McMillin and Sally-Beth MacLean argue that their drama places great stress on the visual: with processions, clowning, elaborate costumes, emblems, and pageantry (see chapter 6). In addition to this, because of their role in promoting their patron's politics, there is a visible concern in their drama to tell the truth and to tell it plainly. As Sally Beth MacLean and Scott McMillin note the plays reveal a desire to, "tell the story plainly, and to tell it again, and to tell it so that no one can possibly miss it" (134).
For example, in The Three Lords and Three Ladies of London, the three Lords and their pages process across the stage and demonstrate the meanings behind the shields, mottoes, and emblems that they are carrying (Sig. B1r-B3v). Understandably, whilst this works well onstage, this reads a little dryly in print.

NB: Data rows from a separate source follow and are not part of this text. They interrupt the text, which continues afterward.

PR #798, opened 2018-02-28
Make getStream() sync

dsmilkov:
This change is [Reviewable](https://reviewable.io/reviews/pair-code/deeplearnjs/798)

### DIFF
--- a/src/contrib/data/dataset.ts
+++ b/src/contrib/data/dataset.ts
@@ -20,9 +20,8 @@ import * as seedrandom from 'seedrandom';
 
 import {BatchDataset} from './batch_dataset';
 import {computeDatasetStatistics, DatasetStatistics} from './statistics';
-import {DataStream} from './streams/data_stream';
+import {DataStream, streamFromFunction} from './streams/data_stream';
 import {streamFromConcatenated} from './streams/data_stream';
-import {streamFromFunction} from './streams/data_stream';
 import {streamFromItems} from './streams/data_stream';
 import {DatasetElement} from './types';
 
@@ -45,7 +44,7 @@ export abstract class Dataset {
    * Provide a new stream of elements.  Note this will also start new streams
    * from any underlying `Dataset`s.
    */
-  abstract async getStream(): Promise<DataStream<DatasetElement>>;
+  abstract getStream(): DataStream<DatasetElement>;
 
   // TODO(soergel): Make Datasets report whether repeated getStream() calls
   // produce the same result (e.g., reading from a file) or different results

Another characteristic of the Queen’s Men is their talent at audience interaction. Frequently in their repertory, they engage directly with the audience. For example in Clyomon and Clamydes, Corin talks engagingly to the audience about his local parish, as if they live in the same area as him: "You know ha dwels by maister Iustice, ouer the water on the other side of the hill, Cham zure you know it, betweene my nabour Filchers varme house, and the wind-mill" (16.1401-1402). They also frequently feature characters singing and musical interludes to entertain the audience. In Three Lords and Three Ladies of London, the characters have a singing competition where the audience are invited to choose the winner (for more on dramaturgy see McMillin and MacLean, chapter 6).
The Queen's Men were formed with the most successful actors in the country. The Shakespeare and Queen's Men Project has pulled together a useful biography site on each of the company’s actors below:
- John Adams
- John Bentley
- Lionel Cooke
- John Dutton
- John Garland
- William Knell
- John Lanham
- Tobias Mills
- John Singer
- Richard Tarlton
- John Towne
- Robert Wilson
Richard Tarlton was perhaps the most famous actor in the company. Brian Walsh notes that "he was particularly noted for the physicality of his performances and for his extempore genius. He is reputed to have frequently engaged in improvisatory contests of wit with audience members" (33). Nashe recalls an anecdote about Tarlton in Pierce Penilesse (1592) when the company was touring the countryside:
"A tale of a wise Justice. Amongst other cholericke wise Justices, he was one, that having a play presented before him and his Towneship by Tarlton and the rest of his fellowes, her Majesties servants, and they were now entring into their first merriment (as they call it), the people began exceedingly to laugh, when Tarlton first peept out his head. Whereat the Justice, not a little moved, and seeing with his beckes and nods hee could not make them cease, he went with his staffe, and beat them round about unmercifully on the bare pates, in that they, being but Farmers & poore countrey Hyndes, would presume to laugh at the Queenes men, and make no more account of her cloath in his presence."